Un autre avantage des quatre pignons fait pour attirer l’attention des cyclistes pratiques et des novices, qui ont à rechercher quelle est la multiplication qu’il leur faut, c’est la facilité avec laquelle en retournant, soit la roue motrice, supposée dans les exemples ci-dessous de 70 centimètres, soit les deux roues dentées du pédalier disposées en conséquence, on peut obtenir deux multiplications moyennes supplémentaires, exemple : Nous avons sur notre Gauloise à deux multiplications, d’un côté 20 X 11, de l’autre côté 23 X 8, c’est-à-dire 4 mètres et 6 m. 35 ; si nous retournons la roue motrice nous mettrons le pignon de 11 dents en face de la roue dentée de 23 dents et celui de 8 dents en face de celle de 20 dents, ce qui nous donnera 23 X 11 = 4,60 et 20 X 8 = 5,50. Nous devrons, il est vrai, raccourcir et allonger la chaîne, mais il s’agit d’une étude comparative à faire une fois pour toutes, et nous sommes bien aise d’avoir à notre disposition, sur la même bicyclette, quatre multiplications : 4 mètres — 4 m. 60 — 5 m. 50 et 6 m. 35. Avec d’autres jeux de pignons nous aurions une autre progression ; ainsi 20 X 10 et 22 X 8 nous donneraient 4 m.40 — 4 m. 84- — 5 m. 50 et 6 m. 05, etc.
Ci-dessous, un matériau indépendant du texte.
Issue #365, opened 2021-09-30
Pluggable Congestion Control


aboba:
QUIC congestion control algorithms such as BBRv1 have issues when WebTransport is used for realtime communications.  For example, there is no equivalent to the probing supported in WebRTC implementations, which allows for rapid rampup in encoder rate when congestion is resolved. 

The problem could be solved by allowing alternate congestion control mechanisms to be specified when the WebTransport is constructed.

LPardue:
> default congestion control for QUIC

Can you clarify this a bit? While some types of QUIC frames are subject to congestion control, there is no default algorithm in QUIC (a reno-inspired congestion control algorithm is provided as an example, it is not required to implement that algorithm and many choose something like cubic or BBR).

Is the request to exempt some type of frames (e.g. STREAM or DATAGRAM) from the transport-layer congestion controller?

aboba:
The [IETF RMCAT WG](https://datatracker.ietf.org/wg/rmcat/about/) developed congestion control algorithms optimized for use with realtime communications.  The algorithms developed were published as [experimental RFCs](https://datatracker.ietf.org/wg/rmcat/documents/). 

The proposal would be to allow selection of one of these algorithms (or an alternative, developed with a similar goal). 

In particular, the algorithms developed in RMCAT (or alternatives implemented in WebRTC.org source) seek to avoid building queues in bottleneck devices by incorporating delay metrics.  They also are capable of probing the network to determine when simulcast or SVC layers can be added back after congestive losses cause the layers to be dropped.

LPardue:
Thanks @aboba, that's helpful. Would this proposal require the browser to implement those CCs on behalf of the API user? If so, are there cases where applications above the API want to run their own CC  (which sounds flexible but also like a footgun).

aboba:
It is currently not possible for realtime communications applications to implement the kind of CC algorithms specified in RMCAT on their own. Firstly, the information necessary to do this is not available (WebTransport does not expose statistics, such as information available to the QUIC implementation.  Also, an application cannot implement multiplicative increase on top of a QUIC congestion control algorithm designed to implement Multiplicate Decrease/Additive Increase. 

Note that this problem has been understood from the start (e.g. it was raised in the original design of RTCQuicTransport), but has fallen through the cracks.

LPardue:
Makes sense! Would this work for WebTransport over HTTP/2?

aboba:
[...]

PR #406, opened 2022-07-05
Add congestionControl contructor arg and readonly attribute

jan-ivar:
Fixes https://github.com/w3c/webtransport/issues/365.

***
<a href="https://pr-preview.s3.amazonaws.com/jan-ivar/webtransport/pull/406.html" title="Last updated on Aug 30, 2022, 2:20 PM UTC (3f4b036)">Preview</a> | <a href="https://pr-preview.s3.amazonaws.com/w3c/webtransport/406/71ee094...jan-ivar:3f4b036.html" title="Last updated on Aug 30, 2022, 2:20 PM UTC (3f4b036)">Diff</a>

### DIFF
--- a/index.bs
+++ b/index.bs
@@ -609,7 +609,8 @@ A {{WebTransport}} object has the following internal slots.
    <td><dfn>`[[CongestionControl]]`</dfn>
    <td class="non-normative">A {{WebTransportCongestionControl}} indicating
    whether a preference for a congestion control algorithm optimized for
-   throughput or low latency was requested by the application.
+   throughput or low latency was requested by the application and satisfied
+   by the user agent, or `"default"`.
   </tr>
   <tr>
    <td><dfn>`[[Closed]]`</dfn>
@@ -840,8 +841,10 @@ these steps.
    The getter steps are to return [=this=]'s {{[[Reliability]]}}.
 
 : <dfn for="WebTransport" attribute>congestionControl</dfn>
-:: The application's preference, if requested in the constructor, for a
-   congestion control algorithm optimized for either throughput or low latency.
+:: The application's preference, if requested in the constructor, and satisfied
+   by the user agent, for a congestion control algorithm optimized for either
+   throughput or low latency for sending on this connection. If a preference was
+   requested but not satisfied, then the value is `"default"`
    The getter steps are to return [=this=]'s {{[[CongestionControl]]}}.
 
 ## Methods ##  {#webtransport-methods}
--- a/index.bs
+++ b/index.bs
@@ -56,7 +56,6 @@ Boilerplate: omit conformance
 <pre class="link-defaults">
 spec:infra; type:dfn; for:set; text:for each
 spec:infra; type:dfn; for:/; text:set
-spec:infra; type:dfn; for:list; text:exist
 spec:streams; type:interface; text:ReadableStream
 spec:fetch; type:dfn; for:/; text:fetch
 spec:url; type:dfn; text:scheme
@@ -534,7 +533,6 @@ defined in [[!WEB-TRANSPORT-HTTP3]].
 interface WebTransport {
   constructor(USVString url, optional WebTransportOptions options = {});
 
-  static sequence&lt;WebTransportCongestionControlAlgorithm&gt; getCongestionControlAlgorithms();
   Promise&lt;WebTransportStats&gt; getStats();
   readonly attribute Promise&lt;undefined&gt; ready;
   readonly attribute WebTransportReliabilityMode reliability;
@@ -609,8 +607,9 @@ A {{WebTransport}} object has the following internal slots.
   </tr>
   <tr>
    <td><dfn>`[[CongestionControl]]`</dfn>
-   <td class="non-normative">A {{WebTransportCongestionControl}} describing
-   the congestion control algorithm used for sending on this connection.
+   <td class="non-normative">A {{WebTransportCongestionControl}} indicating
+   whether a preference for a congestion control algorithm optimized for
+   throughput or low latency was requested by the application.
   </tr>
   <tr>
    <td><dfn>`[[Closed]]`</dfn>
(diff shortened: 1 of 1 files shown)


jan-ivar:
Meeting:
- Are the abstract enum values sufficient to pick between multiple congestion control algorithms, or would it be preferable to accept a string with name(s)? NewReno, BBR, SCReAM etc.
- Might need a registry approach instead
- note: getter is usable for feature detection immediately, i.e. this isn't a negotiated property dependent on server
- might be good to have both abstract ones and specific names.
- modify PR to propose a static getter getAvailableAlgorithms.

LPardue:
> If the user agent only implements the default congestion control algorithm in
   [[!RFC9002]] [section 7](https://datatracker.ietf.org/doc/html/rfc9002#section-7),
   set |congestionControl| to `"throughput"`.

> This configuration option is considered at risk due to the lack of
       implementation and specification of any congestion control algorithm
       other than [[!RFC9002]] [section 7](https://datatracker.ietf.org/doc/html/rfc9002#section-7)
       at the time of writing.
       
I don't think these statements are quite accurate. The Reno-like CC in RFC 9002 is exemplary, IIUC  most implementations don't use it and prefer CUBIC - including Firefox and Chrome.

index.bs
```diff
@@ -638,6 +645,11 @@ agent MUST run the following steps:
    {{TypeError}}.
 1. Let |requireUnreliable| be {{WebTransport/constructor(url, options)/options}}'s
    {{WebTransportOptions/requireUnreliable}}.
+1. Let |congestionControl| be {{WebTransport/constructor(url, options)/options}}'s
+   {{WebTransportOptions/congestionControl}}.
+1. If the user agent only implements the default congestion control algorithm in
+   [[!RFC9002]] [section 7](https://datatracker.ietf.org/doc/html/rfc9002#section-7),
```
martinthomson, line 651: that's fairly narrowly targeted, so maybe "... or an algorithm that optimizes for throughput ..."

index.bs
```diff
@@ -1058,6 +1085,18 @@ that determine how WebTransport connection is established and used.
    use for normal [=fetch=] operations.
 :: This cannot be used with {{WebTransportOptions/allowPooling}}.
 
+: <dfn for="WebTransportOptions" dict-member>congestionControl</dfn>
+:: When set, influences the congestion control algorithm used by the user agent
+   when sending data over this connection.
+   <div class="issue atrisk">
```
martinthomson, line 1091: 👍

index.bs
```diff
@@ -1058,6 +1085,18 @@ that determine how WebTransport connection is established and used.
...
+     <p>
+       This configuration option is considered at risk due to the lack of
+       implementation and specification of any congestion control algorithm
+       other than [[!RFC9002]] [section 7](https://datatracker.ietf.org/doc/html/rfc9002#section-7)
+       at the time of writing.
```
martinthomson, line 1096: What Lucas said.  The challenge here is in standardizing an algorithm that optimizes for latency.  So maybe say that instead.

jan-ivar:
OK I've reworked the API based on meeting feedback, with some liberties. Example usage:

Read which CC a connection uses (readonly):
```js
const wt = new WebTransport(url);
console.log(wt.congestionControl.name); // CUBIC
console.log(wt.congestionControl.aim); // throughput
```

Read the CC algorithms the browser supports, and create a WebTransport with the first one:
```js
const [congestionControl] = WebTransport.getCongestionControlAlgorithms();
console.log(JSON.stringify(congestionControl)); // {name: "CUBIC", aim: "throughput"}
const wt = new WebTransport(url, {congestionControl}); // always works
```
Feature-detection:
```js
if (!WebTransport.getCongestionControlAlgorithms().find(({aim}) => aim == "low-latency")) {
  console.log("Requires low-latency");
}
```
```js
if (!WebTransport.getCongestionControlAlgorithms().find(({name}) => name == "SCReAM")) {
  console.log("Requires SCReAM");
}
```

Probing with the constructor also works (throws if not supported):
```js
try {
  const wt = new WebTransport(url, {congestionControl: {aim: "low-latency"});
} catch (e) {
  if (e.name == "NotSupportedError") console.log("Requires low-latency");
  throw e;
}
```
```js
try {
  const wt = new WebTransport(url, {congestionControl: {name: "SCReAM"});
} catch (e) {
  if (e.name == "NotSupportedError") console.log("Requires SCReAM");
  throw e;
}
```
LMKWYT

martinthomson:
There was a running joke during the later stages of QUIC standardization.  It goes something like this:

> Given two choices, we will always choose the most complex one.

It sounds like this is continuing in that fine tradition.

jan-ivar:
Would a way forward be to go over the requirements, get the WG to agree what they are, and use that to pick?

The tension here seems to be how low-level we want this API to be, and how much abstraction such apps can tolerate, vs how much responsibility we expect them to handle.

One litmus question might be: if two browsers end up defaulting to a different CC for `"throughput"`, would that break apps?

jan-ivar:
I have an action to update this PR based on https://github.com/w3c/webtransport/issues/365#issuecomment-1202704563.

jan-ivar:
Note this PR deviates from https://github.com/w3c/webtransport/issues/365#issuecomment-1202704563 in one regard: the constructor takes one of 3 enum values: `"default"`, `"throughput"` or `"low-latency"`.

This seems necessary to let an application truly specify whether it values throughput or low-latency more.

If the choices were only between `"default"` and `"low-latency"`, then my concern is the user agent would have no way to detect an application that values throughput, unless it interprets `"default"` to mean this, which risks cementing throughput as the default, which seems undesirable.

jan-ivar:
Meeting:
- General agreement on this direction
- Preference expressed for throwing enum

Nous revendiquons donc pour La Gauloise à quatre multiplications les avantages suivants : facilité d’avoir 4 multiplications aussi différentes que l’on voudra ; changement presque instantané des deux multiplications extrêmes : 1° sans toucher soit à la tension de la chaîne, soit au pédalier ou 2° sans déboucler la chaîne et remplacement rapide des multiplications extrêmes par les multiplications moyennes ; disposition symétrique des pignons et répartition égale du travail sur l’arrière-train qui ne pourra se fausser si peu que ce soit sans qu’on s’en aperçoive immédiatement (car, dans ce cas, la chaîne trop tendue à gauche serait trop lâche à droite et vice-versa ; pour qu’elle s’ajuste aussi bien d’un côté que de l’autre, il faut nécessairement que les lignes de chaîne soient absolument parallèles au plan de la bicyclette) ; étroitesse du pédalier conservée ; prix très modéré.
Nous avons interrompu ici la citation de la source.